PR #2705, opened 2018-03-16
Direct stderr to the same output file when running Maven in the build

### LINKED ISSUE #2506: Current External Upsteam Liberty Arquillian Container 'Hangs' on exit of last test in Liberty FAT tests
In my experience the Fault Tolerance TCK hangs 9/10 times and I have also seen the Config TCK hang.
Track shows entry of final 'stop' method exit.

Azquelt:
This fixes a problem where _fat_tck projects would hang if they
outputted enough data to stderr. If nothing was consuming stderr, the
surefire thread that was processing messages would hang trying to write
to it and stop processing messages. This would either result in the
whole build hanging, or in surefire reporting that the forked vm did not
shut down properly at the end of the test run.

Fixes #2506


Azquelt:
#build

Azquelt:
I hadn't seen `redirectErrorStream()`, I think that makes more sense.

Azquelt:
#build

- - - - -

### THE PROBLEM
Every line in the data above that includes the word "surefire" should be copied.

### TASK ANSWER
surefire thread that was processing messages would hang trying to write
whole build hanging, or in surefire reporting that the forked vm did not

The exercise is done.